I’m not going to die. Not here. Not like this.

His mum put an arm around his shoulder, and although his instinct was to shrug it away, like always, he accepted it, let her leave it there.

‘We’ll be fine,’ she said, but she was trembling and Zak knew she was as scared as he was. Even more scared, probably. Death was coming for Zak anyway. Every day, every hour, every minute brought it a step closer. Sometimes he thought about nothing else. It was difficult not to when everyone kept reminding him of it. Everyone trying to be so nice all the time.

‘What the hell is going on?’ Dad said. ‘Why did they turn the lights out?’

Dima didn’t reply; he was too focused on controlling the plane, fighting the sudden climb and the angry weather. And as soon as the aircraft began to level out, and the engines stopped protesting, he was on his comms again, trying to contact the base. ‘Outpost Zero, Twin Otter seven-one-five request advisory. Please respond.’ He tapped the right ear cup of his headset and tried again. ‘Outpost Zero, Twin Otter seven-one-five request advisory. Please respond. Respond.’

‘Anything?’ Dad asked. ‘Are you getting anything?’

Dima swore in Russian and tore off the headset, throwing it down beside him. He cursed again and glanced back with an expression Zak didn’t like. Not one bit.

‘Well?’ Dad asked.

‘I… please. Everything is A-OK. I guess they have some kind of power problem.’

‘You guess?’

‘I mean, that must be what it is. A power problem.’ He took a deep breath and retrieved his headset.

‘So what now?’ Mum asked as Dima took the plane into a wide circle. ‘Does this mean we have to go back?’

‘Not possible. I have to land here. For fuel.’

‘What?’ May’s eyes widened and she leant forward, still crossing her fingers. ‘Are you saying there’s only enough fuel to go one way? We don’t have enough to get back? What kind of stupid plane is this?’
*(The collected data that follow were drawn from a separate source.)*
PR #1030, opened 2023-07-31
Add docs about jacoco compatibility

tasomaniac:
I was looking into the below issue as I also hit that in the project that I was integrating Paparazzi. A potential fix for this could be more complex than needed. As I could find a much simpler workaround, my suggestion would be to close this issue by adding this as documentation in the README.

Let me know what you think.

Closes #955

Issue #979, opened 2023-07-04
Cannot record Paparazzi test due to UnsupportedOperationException


tassilo-posegga:
**Description**
Since a couple of months my colleagues complained that they are not able to record any Paparazzi tests due to an exception which I couldn't reproduce at that time and we also couldn't spot any differences in setup. Now is the time where the same issue popped up on my machine:

```
StayLoggedInScreenTest > [isAccessible=false] > testLoadingStayLoggedInContent[isAccessible=false] FAILED
    java.lang.UnsupportedOperationException at null:-2
```
Here is the full stack trace:
https://pastebin.com/dv7uH5jg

‘We refuel at Outpost Zero.’

‘Yeah, if you can land. Except you can’t, can you? You can’t see anything. How can you land in this?’ She turned to Mum and Dad. ‘I mean, literally, how can he land in this?’
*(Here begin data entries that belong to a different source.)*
PR #1186, opened 2023-12-11
Support Paparazzi#gif with APNGs

gamepro65:
Handles all the different error configurations that can happen during gif verification. By default the verifier is only used for gif, potentially could be used for all snapshots but wanted to take it one step at a time. General performance testing a base gif during recordPaparazzi averaged ~35ms per frame on an M1 Pro with verifyPaparazzi delta video (which is 3x as wide) taking upward of ~130ms per frame.

Refactored the hard coded failure dir from ImageUtils so we can seed it properly. For testing the delta image generation we opt out of rendering java text (IE. Expected / Actual) because it is different between platforms and would require a non-zero % diff image assertion.

Mismatched frames:
delta-app cash paparazzi sample_KeypadViewTest_testViews_spin

More frames than golden:
delta-app cash paparazzi sample_KeypadViewTest_testViews_spin

Less frames than golden:
delta-app cash paparazzi sample_KeypadViewTest_testViews_spin

Mismatched fps:
delta-app cash paparazzi sample_KeypadViewTest_testViews_spin


paparazzi-gradle-plugin/src/test/java/app/cash/paparazzi/gradle/PaparazziPluginTest.kt
```diff
@@ -931,6 +930,18 @@ class PaparazziPluginTest {
...
+  @Test
+  fun verifyGif() {
+    val fixtureRoot = File("src/test/projects/verify-gif")
+
+    val result = gradleRunner
+      .withArguments("verifyPaparazzi", "--stacktrace")
+      .runFixture(fixtureRoot) { build() }
+
+    assertThat(result.task(":preparePaparazziDebugResources")).isNotNull()
+    assertThat(result.task(":testDebugUnitTest")).isNotNull()
```
jrodbx, line 942: can/should we do more in this assertion?  like verify file paths and assert a "apng" exists?

saket:
HYPE!

saket:
Will this be compatible with composables?

gamepro65:
> Will this be compatible with composables?

Yup! Works as expected out of the box 🙌

oldergod:
What's blocking this?

geoff-powell (approved):
This PR looks good to me. Anything blocking this from getting merged? cc @gamepro65

BrianGardnerAtl (approved):
Looks good. Are you planning on adding the `HtmlReportWriter` test for the `.apng` file check?

paparazzi/src/test/java/app/cash/paparazzi/HtmlReportWriterTest.kt
oldergod, line 1: Great test @gamepro65

jrodbx (commented):
Partial feedback; will give another pass, but wanted to get this out to start the conversation.

paparazzi-gradle-plugin/src/test/java/app/cash/paparazzi/gradle/PaparazziPluginTest.kt
```diff
@@ -1294,14 +1305,11 @@ class PaparazziPluginTest {
...
-    val snapshotFile = File(snapshotsDir, "9d3c31a9c79a363c26dc352b59e9e77083c300a7.png")
+    val snapshotFile = File(snapshotsDir, "a2095a4d9f78335277b48a4bda336c1437d44295.png")
     assertThat(snapshotFile.exists()).isTrue()
 
     val goldenImage = File(fixtureRoot, "src/test/resources/arrow_missing.png")
-    val actualFileBytes = Files.readAllBytes(snapshotFile.toPath())
-    val expectedFileBytes = Files.readAllBytes(goldenImage.toPath())
-
-    assertThat(actualFileBytes).isEqualTo(expectedFileBytes)
+    assertThat(goldenImage).isSimilarTo(snapshotFile).withDefaultThreshold()
```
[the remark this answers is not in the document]
gamepro65: The file changing names is still going to be a thing in this PR, don't think its worth splitting out just for this one threshold change

paparazzi/src/main/java/app/cash/paparazzi/HtmlReportWriter.kt
```diff
@@ -89,60 +89,34 @@ public class HtmlReportWriter @JvmOverloads constructor(
...
+        file.renameTo(hashedFile)
+        file.delete()
+
+        if (isRecording) {
+          val goldenFile = File(goldenDir, snapshot.toFileName("_", "png"))
+          hashedFile.copyTo(target = goldenFile, overwrite = true)
         }
 
-        shots += shot
+        shots += snapshot.copy(file = hashedFile.toJsonPath())
```
jrodbx, line 115: I really like how much simpler this reads!

paparazzi/src/main/java/app/cash/paparazzi/HtmlReportWriter.kt
```diff
@@ -89,60 +89,34 @@ public class HtmlReportWriter @JvmOverloads constructor(
...
-            val goldenFile = File(goldenVideosDirectory, snapshot.toFileName("_", "mov"))
-            if (!goldenFile.exists()) {
-              original.copyTo(goldenFile)
-            }
-          }
-          snapshot.copy(file = original.toJsonPath())
+        writer.close()
+        val hashedFile = File(snapshotDir, "${hash(hashes)}.png")
+        file.renameTo(hashedFile)
+        file.delete()
```
jrodbx, line 108: since `file` is already managed by writer, should this renameTo/delete logic be moved into the `close` implementation?  would clean this up a little more, but can also see not wanting to bake that behavior into the ApngWriter; just a thought.

paparazzi/src/main/java/app/cash/paparazzi/HtmlReportWriter.kt
```diff
@@ -89,60 +89,34 @@ public class HtmlReportWriter @JvmOverloads constructor(
     fps: Int
   ): FrameHandler {
     return object : FrameHandler {
+      val snapshotDir = if (fps == -1) imagesDirectory else videosDirectory
+      val goldenDir = if (fps == -1) goldenImagesDirectory else goldenVideosDirectory
       val hashes = mutableListOf<String>()
+      val file = File(snapshotDir, snapshot.toFileName(extension = "temp.png"))
```
jrodbx, line 95:
```suggestion
      val snapshotTmpFile = File(snapshotDir, snapshot.toFileName(extension = "temp.png"))
```

paparazzi/src/main/java/app/cash/paparazzi/HtmlReportWriter.kt
```diff
@@ -89,60 +89,34 @@ public class HtmlReportWriter @JvmOverloads constructor(
...
-          val original = File(videosDirectory, "$hash.mov")
-          if (isRecording) {
-            val goldenFile = File(goldenVideosDirectory, snapshot.toFileName("_", "mov"))
-            if (!goldenFile.exists()) {
-              original.copyTo(goldenFile)
-            }
-          }
-          snapshot.copy(file = original.toJsonPath())
+        writer.close()
+        val hashedFile = File(snapshotDir, "${hash(hashes)}.png")
```
jrodbx, line 106:
```suggestion
        val snapshotFile = File(snapshotDir, "${hash(hashes)}.png")
```

paparazzi/src/test/java/app/cash/paparazzi/HtmlReportWriterTest.kt
```diff
@@ -36,7 +36,8 @@ class HtmlReportWriterTest {
   val snapshotRoot: TemporaryFolder = TemporaryFolder()
 
   private val anyImage = BufferedImage(1, 1, BufferedImage.TYPE_INT_ARGB)
-  private val anyImageHash = "9069ca78e7450a285173431b3e52c5c25299e473"
+  private val anyImageHash = "2ef6a6e795a2b8cffabefb6d9a2066a183c8e3b6"
```
jrodbx, line 39: any idea why `anyImageHash` changes?

paparazzi/src/test/java/app/cash/paparazzi/HtmlReportWriterTest.kt
```diff
@@ -36,7 +36,8 @@ class HtmlReportWriterTest {
...
+  private val anyVideoHash = "7325996fabd92c7411c0d03ed62641323ffdf0d1"
 
   @Test
   fun happyPath() {
```
jrodbx, line 43:
```suggestion
  fun happyPathImages() {
```

paparazzi/src/test/java/app/cash/paparazzi/HtmlReportWriterTest.kt
```diff
@@ -113,48 +114,156 @@ class HtmlReportWriterTest {
 
   @Test
   fun alwaysOverwriteOnRecord() {
```
jrodbx, line 116:
```suggestion
  fun imagesAlwaysOverwriteOnRecord() {
```

paparazzi/src/test/java/app/cash/paparazzi/HtmlReportWriterTest.kt
```diff
@@ -113,48 +114,156 @@ class HtmlReportWriterTest {
...
-        timestamp = now.toDate()
+      val frameHandler = htmlReportWriter.newFrameHandler(
+        Snapshot(
+          name = "loading",
+          testName = TestName("app.cash.paparazzi", "CelebrityTest", "testSettings"),
+          timestamp = Instant.parse("2019-03-20T10:27:43Z").toDate(),
+          tags = listOf("redesign")
+        ),
+        2,
+        1
```
jrodbx, line 179: let's use named arguments here to make the test more readable (same in the predecessor, `happyPathImages`)

paparazzi/src/main/java/app/cash/paparazzi/internal/apng/ApngVerifier.kt
```diff
@@ -0,0 +1,221 @@
...
+import kotlin.math.min
+
+internal class ApngVerifier(
+  goldenFilePath: Path,
+  private val deltaFilePath: Path,
+  private val fps: Int,
+  private val frameCount: Int,
+  private val maxPercentDifference: Double,
+  private val fileSystem: FileSystem = FileSystem.SYSTEM,
+  private val withErrorText: Boolean = true
```
jrodbx, line 36: it looks like this is only set explicitly to false in tests.

1) is there a potential other use case for disabling?
2) if not, why not remove the field and always print the text?  (guess: hard to get consistent test successes over all platforms?)

jrodbx (commented):
Some feedback on the record/report mode; will give one last pass for verification.

paparazzi/src/main/java/app/cash/paparazzi/internal/apng/ApngVerifier.kt
gamepro65: The latter because the text is jdk rendered we get different default font's and subtle rendering differences even when trying to force the same font on different platforms, would have to fallback to a % diff test instead of exact image match which didn't feel great

paparazzi/src/test/java/app/cash/paparazzi/HtmlReportWriterTest.kt
gamepro65: Before snapshot specified the image hash `val original = File(imagesDirectory, "${hashes[0]}.png")` but now both snapshots and gifs share a common path / hashing in close `val hashedFile = File(snapshotDir, "${hash(hashes)}.png")`

paparazzi/src/main/java/app/cash/paparazzi/HtmlReportWriter.kt
```diff
@@ -89,60 +89,34 @@ public class HtmlReportWriter @JvmOverloads constructor(
...
+      val snapshotDir = if (fps == -1) imagesDirectory else videosDirectory
+      val goldenDir = if (fps == -1) goldenImagesDirectory else goldenVideosDirectory
       val hashes = mutableListOf<String>()
+      val file = File(snapshotDir, snapshot.toFileName(extension = "temp.png"))
+      val writer = ApngWriter(file.path.toPath(), fps)
 
       override fun handle(image: BufferedImage) {
-        hashes += writeImage(image)
+        hashes += hash(image)
+        writer.writeImage(image)
```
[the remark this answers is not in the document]
gamepro65: This is just keeping track of all the hashes the handler has seen, we don't use the value until we are saving when the frame handler is closed.

paparazzi/src/main/java/app/cash/paparazzi/HtmlReportWriter.kt
gamepro65: I don't think so, this is a unique to HtmlReportWriter not knowing the file name until the last image has been hashed.

paparazzi/src/test/java/app/cash/paparazzi/internal/apng/ApngReaderTest.kt
```diff
@@ -37,7 +37,13 @@ class ApngReaderTest {
       val expectedFile = javaClass.classLoader.getResource("simple_animation_$i.png")
       val expectedImage = ImageIO.read(expectedFile)
       val actualImage = reader.readNextFrame()!!
-      ImageUtils.assertImageSimilar(expectedFile!!.path, expectedImage, actualImage, 0.0)
+      ImageUtils.assertImageSimilar(
+        expectedFile!!.path,
+        File(file.path).parentFile,
```
jrodbx, line 42: if the test fails, will this directory even be writable?  if so, will it be cleaned up?

let's pass a temporary folder instead?

paparazzi/src/main/java/app/cash/paparazzi/internal/ImageUtils.kt
```diff
@@ -51,18 +51,10 @@ internal object ImageUtils {
...
   private const val THUMBNAIL_SIZE = 1000
 
-  /** Directory where to write the thumbnails and deltas. */
-  private val failureDir: File
-    get() {
-      val buildDirString = System.getProperty("paparazzi.build.dir")
-      val failureDir = File(buildDirString, "paparazzi/failures")
-      failureDir.mkdirs()
-      return failureDir
-    }
```
jrodbx, line 61: let's refactor this in a preceding separate PR?

paparazzi/src/main/java/app/cash/paparazzi/internal/ImageUtils.kt
```diff
@@ -98,10 +91,53 @@ internal object ImageUtils {
   @Throws(IOException::class)
   fun assertImageSimilar(
     relativePath: String,
+    failureDir: File,
```
jrodbx, line 94: nit: move to last argument

also, this would move to separate PR

paparazzi/src/test/java/app/cash/paparazzi/accessibility/AccessibilityRenderExtensionTest.kt
```diff
@@ -125,6 +125,7 @@ class AccessibilityRenderExtensionTest {
           val expected = File("src/test/resources/${snapshot.name}.png")
           ImageUtils.assertImageSimilar(
             relativePath = expected.path,
+            failureDir = expected.parentFile,
```
jrodbx, line 128: similar to previous comment:

if the test fails, will this directory even be writable? if so, will it be cleaned up?  let's pass a temporary folder instead?

paparazzi/src/main/java/app/cash/paparazzi/internal/ImageUtils.kt
jrodbx: nvm, moving this and previous refactoring snippets out into: https://github.com/cashapp/paparazzi/pull/1377

jrodbx (approved):
awesome stuff, @gamepro65!

paparazzi/src/test/java/app/cash/paparazzi/internal/apng/ApngVerifierTest.kt
```diff
@@ -0,0 +1,274 @@
...
+import okio.Path.Companion.toPath
+import org.junit.Assert.fail
+import org.junit.Rule
+import org.junit.Test
+import org.junit.rules.TemporaryFolder
+import java.awt.Point
+import java.io.File
+import java.lang.AssertionError
+
+class ApngVerifierTest {
```
jrodbx, line 18: I really like this test

paparazzi/src/main/java/app/cash/paparazzi/internal/apng/ApngVerifier.kt
```diff
@@ -0,0 +1,221 @@
...
+    commonFrameRate = leastCommonMultiple(fps, pngReader.getFps())
+    actualDeltasPerFrame = commonFrameRate / fps
+    expectedDeltasPerFrame = commonFrameRate / pngReader.getFps()
+    if (frameCount != pngReader.frameCount || fps != pngReader.getFps()) {
+      deltaWriter = ApngWriter(deltaFilePath, commonFrameRate, fileSystem)
+    }
+  }
+
+  fun verifyFrame(image: BufferedImage) {
+    val (expectedFrame, actualFrame) = resize(currentGoldenFrame ?: blankFrame, image)
```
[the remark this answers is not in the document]
gamepro65: Since this falls into failure / error territory I think it's better to keep the generation lazy.

paparazzi/src/main/java/app/cash/paparazzi/internal/ImageUtils.kt
```diff
@@ -98,10 +91,53 @@ internal object ImageUtils {
...
+      error = saveImageAndAppendMessage(image, error, relativePath, failureDir)
+      println(error)
+      fail(error)
+    }
+  }
+
+  @Throws(IOException::class)
+  fun compareImages(
+    goldenImage: BufferedImage,
+    image: BufferedImage,
```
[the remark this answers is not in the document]
gamepro65: I'm going to leave it for now because `assertImageSimilar` uses the same naming structure, can follow up to align both

paparazzi/src/main/java/app/cash/paparazzi/internal/apng/ApngVerifier.kt
```diff
@@ -0,0 +1,221 @@
...
+  private val deltaFilePath: Path,
+  private val fps: Int,
+  private val frameCount: Int,
+  private val maxPercentDifference: Double,
+  private val fileSystem: FileSystem = FileSystem.SYSTEM,
+  private val withErrorText: Boolean = true
+) : Closeable {
+  private val pngReader = ApngReader(fileSystem.openReadOnly(goldenFilePath))
+  private val blankFrame by lazy { createBlankFrame(pngReader.width, pngReader.height) }
+  private val invalidFrames = mutableListOf<Float>()
```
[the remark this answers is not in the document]
gamepro65: I think the original intent was to use that to try and say % video error by averaging at the end but didn't pan out. Will make it a count for now

paparazzi/src/main/java/app/cash/paparazzi/internal/apng/ApngVerifier.kt
```diff
@@ -0,0 +1,221 @@
...
+          goldenImage = nextFrame,
+          image = nextFrame,
+          withText = withErrorText
+        )
+
+        writeImage(deltaImage)
+      }
+      readNextFrame()
+    }
+  }
```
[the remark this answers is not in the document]
gamepro65: It seems like the hard part is discerning reader from writer. I think this would strike a happy medium

```
  private fun ApngReader.initializeWriter(): ApngWriter {
    val currentFrameNumber = frameNumber - 1
    reset()

    return ApngWriter(deltaFilePath, commonFrameRate, fileSystem).apply {
      repeat(currentFrameNumber) {
        val nextFrame = readNextFrame() ?: blankFrame
        val (deltaImage) = ImageUtils.compareImages(
          expected = nextFrame,
          actual = nextFrame,
          withText = withErrorText
        )

        writeImage(deltaImage)
      }
      readNextFrame()
    }
  }
  ```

Dad shared a look with Mum.

‘No, seriously.’ May was becoming more agitated. ‘How can he land when he can’t even see the runway? What are our chances of making it? We’re going to be—’

‘May,’ Mum cut her short.

‘We can land anywhere,’ Dima said. ‘Here the ground is mostly flat and we have polar camping gear and survival supplies if we need them. I have landed here many times. It is fine. I promise. Whatever happens, we be A-OK.’

Zak could tell he was trying to sound confident, but he heard the doubt in Dima’s voice and saw the worry in his eyes. The pilot was just as afraid as the rest of them.